*HOW TO COMPLETE THIS TASK*. Which lines of the data hold the word "debug"? Copy all of them.

*PROVIDED DATA*.
PR #2184, opened 2026-05-04
chore: strip the release debug info

kemingy:
As we discussed in https://github.com/lycheeverse/lychee/pull/1931#issuecomment-4365754245

### DIFF
--- a/Cargo.toml
+++ b/Cargo.toml
@@ -4,6 +4,3 @@ resolver = "2"
 
 [workspace.package]
 version = "0.24.2"
-
-[profile.release]
-debug = true


mre (approved):
Nice. Thanks!

thomas-zahner:
Guess this makes sense as this simply uses Cargo's default behaviour.

@mre What was the reason for enabling the debug profile in release mode? Do we get additional debug information in the stack trace when lychee panics?

mre:
Yeah, I wondered about that, too. Apparently, I introduced it when I refactored the extractor from a pure function into its own struct. Not sure why I enabled the debug symbols in general. Probably because I benchmarked during that refactor to make sure there were no regressions. I believe they need to be enabled so that cargo-flamegraph can show the function names in the chart. But not 100% sure. Either way, it's wasteful to enable that for release builds without a good reason.

thomas-zahner:
Ah that makes sense :+1:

*EXERCISE ANSWER*.
chore: strip the release debug info
-debug = true
@mre What was the reason for enabling the debug profile in release mode? Do we get additional debug information in the stack trace when lychee panics?
Yeah, I wondered about that, too. Apparently, I introduced it when I refactored the extractor from a pure function into its own struct. Not sure why I enabled the debug symbols in general. Probably because I benchmarked during that refactor to make sure there were no regressions. I believe they need to be enabled so that cargo-flamegraph can show the function names in the chart. But not 100% sure. Either way, it's wasteful to enable that for release builds without a good reason.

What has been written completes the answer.